Inhibition of CYP1B1 prevents obesity. CYP1B1 deletion diminishes the level of SCD1 expression in the liver, but SCD1 expression level can be normalized in CYP1B1-humanized mice. Studies showed that the deficiency of both CYP1B1 and SCD1 can enhance insulin sensitivity and prevent obesity from HFD challenge. In Cyp1b1-null mice, the expression of lipid synthesis genes are down-regulated, including pyruvate dehydrogenase kinase, isozyme 4 (PDK4), fatty acid synthase (FAS), malic enzyme 1 (ME1), and acetyl-coenzyme A carboxylase beta (ACACB), and the target genes of PPARα involved in the fatty acid oxidation also are decreased, including CD36, ACOT1, ACOT2, CYP4A14, and aldo-keto reductase family 1, member C18 (AKR1C18) (Larsen, et al., 2015). These metabolic changes will cause the decreased generation of phospholipid and tryglyceride. Study in Scd1-null mice have shown the similar changes that the expression of the genes related to lipid synthesis can be decreased such as sterol regulatory element-binding protein 1 (SREBP1), FAS, and, glycerol phosphate acyl-CoA transferase (GPAT).

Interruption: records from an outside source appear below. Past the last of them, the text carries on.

PR #4770, opened 2026-09-14
test(viewer): cover the IfcSpace schema-filter guard in modelMetadataStats

### LINKED ISSUE #4769: modelMetadataStats.test.tsx: mutation table cites IfcSpace coverage that was never committed
## The gap

PR #4761 (merged) — mutation table claims a meshed `IfcSpace` case was added to `modelMetadataStats.test.tsx` to guard `computeModelStats`'s schema filter (`collectPhysicalEntityIds`), catching an otherwise silently-green mutation of that filter.

On `upstream/main`, `apps/viewer/src/components/viewer/properties/modelMetadataStats.test.tsx` contains zero occurrences of "space" (case-insensitive, checked with `grep -ic space`). The test the mutation table describes does not exist in the merged file.

## Impact

`computeModelStats`'s schema filter (`collectPhysicalEntityIds`) can be deleted today — replaced with an unfiltered pass over every `entityIndex.byType` id — and the full `modelMetadataStats.test.tsx` suite still passes. A meshed, non-physical entity (e.g. `IFCSPACE`) would then be counted in the "Elements with Geometry" statistic, and nothing in the suite would catch it.

## Fix

A follow-up PR adds the missing coverage: a meshed `IFCSPACE` fixture entity, asserted excluded from the count, mutation-tested to confirm it reddens when the schema filter is removed.

BIMvoice:
Closes #4769

## The gap

PR #4761 (merged) documented a mutation-testing table claiming a meshed `IfcSpace` case was added to `apps/viewer/src/components/viewer/properties/modelMetadataStats.test.tsx`, guarding `computeModelStats`'s schema filter (`collectPhysicalEntityIds`). Checked directly on `upstream/main`: the committed file has zero case-insensitive occurrences of "space". The described test was never committed.

Impact: the schema filter can be deleted today — replaced with an unfiltered pass over every `entityIndex.byType` id — and the full suite stays green. A meshed, non-physical entity (an `IFCSPACE`, for instance) would then be counted in the "Elements with Geometry" statistic with nothing catching it.

## Fix

Adds `#8: IFCSPACE` to the fixture (schema-legal, non-physical) and a new test asserting a meshed `IFCSPACE` stays excluded from the count (still 6, not 7) even though it passes the shape test — proving the schema filter, not just the shape filter, is load-bearing. No production code changed.

## RED / GREEN

- Before the fixture change: no case exercised a meshed non-physical entity.
- New test green against the current `computeModelStats`.

## Mutation testing

| mutation | file | reddened | tests failing |
|---|---|---|---|
| `collectPhysicalEntityIds(...)` → unfiltered `Set` of every `entityIndex.byType` id | `modelMetadataStats.ts` | yes | 2/4 (`excludes a meshed IFCSPACE...` and the streaming case, both now overcounting by 1) |

Reverted; `git diff --stat` shows only the test file changed (no diff against the source file).

## Gates

- `apps/viewer` targeted run: `modelMetadataStats.test.tsx`, `lib/object-count.test.ts`, `lib/physical-objects.test.ts` — 44/44 pass.
- `pnpm exec tsc --noEmit` in `apps/viewer`: no errors attributable to the touched file.
- `node scripts/check-module-size.mjs` (plain form): no output naming the touched file.
- Changeset added (`@ifc-lite/viewer`, patch), no license header.

## Exclusions

- No production code changed — this PR is test-only, adding the coverage the mutation table described.


louistrue (approved):
Independent maintainer review complete: focused schema-vs-shape regression is correct; exact-head CI and Ollama are green; issue authorization is now green.

PR #4773, opened 2026-09-14
fix(server): read relating_is_list for a grouped IfcRelDefinesByProperties.RelatingPropertyDefinition

### LINKED ISSUE #4772: server(relationships): grouped IfcRelDefinesByProperties.RelatingPropertyDefinition silently dropped
## Summary

`extract_relationship` in `apps/server/src/services/data_model/relationships.rs` calls `entity.get_ref(slots.relating_idx)` unconditionally for the "relating" slot of every `IfcRelationship` subtype. `get_ref` returns `None` for a list-valued attribute (`rust/core/src/schema_gen.rs`, `get_ref` -> `AttributeValue::as_entity_ref`), and the `?` operator then drops the whole relationship.

`IfcRelDefinesByProperties.RelatingPropertyDefinition` is typed `IfcPropertySetDefinitionSelect = IfcPropertySetDefinition | IfcPropertySetDefinitionSet`. `IfcPropertySetDefinitionSet` is a defined `TYPE ... = SET [1:?] OF IfcPropertySetDefinition`, not an entity, so a grouped value is written inline in STEP as `(#20,#21)` rather than a bare `#id`. For that shape, `get_ref` returns `None` and the entire relationship — every property/quantity set in the group, for every related object — is silently dropped.

The TS/WASM columnar parser (`packages/parser/src/columnar-parser-relationships.ts`, `extractPropertyRelFast`) already hit and fixed this exact bug: it reads the relating slot as a ref list unconditionally (`readRefList` accepts both a bare `#id` and a `(...)` list) and applies every entry in the group to every related object.

## Verified

- Checked `IfcMaterialSelect` (used by `IfcRelAssociatesMaterial.RelatingMaterial`, also named as a suspect): its alternatives are `IfcMaterialDefinition`, `IfcMaterialList`, `IfcMaterialUsageDefinition` — `IfcMaterialList` is itself an **entity** (`ENTITY IfcMaterialList; Materials : LIST [1:?] OF IfcMaterial; END_ENTITY;`), so `RelatingMaterial` is always a single `#id` reference to that entity, never an inline grouped list. `IfcRelAssociatesMaterial` is NOT affected by this bug — only `IfcRelDefinesByProperties` is, confirmed by walking the schema-derived registry (`registry.selects`/`registry.types`) programmatically: exactly one of the 54 resolved concrete `IfcRelationship` subtypes has a relating attribute whose select resolves to an aggregate defined type.
- Predates PR #4763 ("Rust half of #4205"), which replaced the hand-written 13-entry relationship-type table with a schema-derived one but did not add a `relating_is_list` counterpart to the `related_is_list` flag it already emits, so this gap survived that change. #4763's changeset overclaimed that the server-parse and browser-parse paths "agree on every relationship edge" — not true for this case.
- No fixture in `apps/server/src/services/data_model/tests.rs` used a grouped relating value before this issue, so the existing suite could not catch it.

## Fix

Addressed in a follow-up PR: a schema-derived `relating_is_list` flag, generated the same way as the existing `related_is_list`, and a cross-product extraction (every relating id × every related id) mirroring the TS/WASM path's semantics exactly.

BIMvoice:
## Summary

`extract_relationship` (`apps/server/src/services/data_model/relationships.rs`) called `entity.get_ref(slots.relating_idx)` unconditionally for the "relating" slot of every `IfcRelationship` subtype. `get_ref` returns `None` for a list-valued attribute, and the `?` then silently dropped the whole relationship.

`IfcRelDefinesByProperties.RelatingPropertyDefinition` is schema-legally `IfcPropertySetDefinitionSelect = IfcPropertySetDefinition | IfcPropertySetDefinitionSet`. `IfcPropertySetDefinitionSet` is a defined `TYPE ... = SET [1:?] OF IfcPropertySetDefinition`, not an entity, so a grouped value is written inline in STEP as `(#20,#21)` rather than a bare `#id` — for that shape `get_ref` returned `None` and every property/quantity set in the group, for every related object, was dropped.

This predates and survives PR #4763 ("Rust half of #4205"), which schema-derived the relationship-type table but only emitted `related_is_list`, not a `relating_is_list` counterpart. #4763's changeset claimed the server-parse and browser-parse paths "agree on every relationship edge" — not true for this case, so I've amended that wording since it's still unreleased (no "Version Packages" commit has consumed its changeset yet).

## Verified before fixing

- `get_ref`'s `None`-on-list behavior: `rust/core/src/schema_gen.rs` (`get_ref` → `AttributeValue::as_entity_ref`, which only recognizes a bare reference).
- The TS/WASM columnar parser already hit and fixed this exact bug (`packages/parser/src/columnar-parser-relationships.ts`, `extractPropertyRelFast`): it reads the relating slot as a ref list unconditionally and applies every entry in the group to every related object.
- **Checked whether `IfcRelAssociatesMaterial` has the same bug (a natural second suspect) — it does not.** `IfcMaterialSelect`'s alternatives are `IfcMaterialDefinition`, `IfcMaterialList`, `IfcMaterialUsageDefinition`; `IfcMaterialList` is itself an **entity** (`ENTITY IfcMaterialList; Materials : LIST [1:?] OF IfcMaterial; END_ENTITY;`), so `RelatingMaterial` is always a single `#id` reference to that entity, never an inline grouped list — confirmed both by reading the EXPRESS and by walking the schema-derived registry programmatically (`registry.selects`/`registry.types`, checking selects before types per the existing `isReferenceType` ordering trap). Exactly one of the 54 resolved concrete `IfcRelationship` subtypes is affected.

## Fix

- `packages/parser/src/relationship-schema-slots.ts`: new `resolvesToAggregate()` walks a SELECT's alternatives (recursively, depth-capped) for one that resolves to an aggregate defined type (`LIST`/`SET`/`ARRAY`/`BAG`), and folds that into `computeSlotPlan`'s existing `isList` computation for both slots. Purely additive — verified via `getRelationshipSlotPlan` that only `IFCRELDEFINESBYPROPERTIES.relating.isList` flips from `false` to `true`; every other type (including `IFCRELASSOCIATESMATERIAL`) is unchanged. No existing test asserted `relating.isList` for the affected type.
- `scripts/generate-server-relationship-slots.mjs`: emits a `relating_is_list` field alongside `related_is_list`; `--check`'s drift-detection regex and comparison map updated to match.
- `apps/server/src/services/data_model/generated/relationship_slots.rs`: regenerated (`pnpm turbo build --filter=@ifc-lite/parser && node scripts/generate-server-relationship-slots.mjs && cargo fmt -p ifc-lite-server`).
- `apps/server/src/services/data_model/relationships.rs`: `extract_relationship` now reads the relating slot with `get_refs` (accepts both a bare ref and a list — already existed, used elsewhere) when `relating_is_list`, and cross-products every relating id × every related id, mirroring the TS/WASM path's `extractPropertyRelFast` semantics exactly (every set member applies to every related object) rather than just taking the first id.
- `apps/server/src/services/data_model/tests.rs`: new RED→GREEN fixture (`GROUPED_RELATING_PSET_IFC`) with a `RelatingPropertyDefinition` grouping a pset and a qset — asserts both halves of the group are extracted and the pset's own properties resolve.
- `.changeset/rust-relationship-slot-parity.md`: amended #4763's overclaim (still unreleased). New changeset for this fix.

## Test plan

Conversely, the expressions of gene involved in fatty acid oxidation are increased, including CPT1, very long chain acyl-CoA dehydrogenase (VLCAD), and acyl-CoA oxidase (ACO)(Ntambi, et al., 2002). The reduced adipogenesis finally leads to the decrease of weight gain.

Figure 9

Metabolic activation of procarcinogens by CYP1B1 (Adapted from Reference 18). DB[a,l]P is activated by CYP1B1 to the formation of (−)-trans-11,12- dihydrodiol, which is subsequently converted by CYP1B1 to (−)-anti-DB[a,l]PDE. The reaction of (−)-anti-DB[a,l]PDE with 2′-deixyadenosine (Ado) generates (−)-anti-DB[a,l]PDE-DNA adduct that shows the activity of carcinogenesis. Cyp1b1 deletion can reduce the carcinogenesis of DB[a,l]P.

Figure 10

Biochemical links of CYP1B1 between metabolic pathways and metabolic diseases.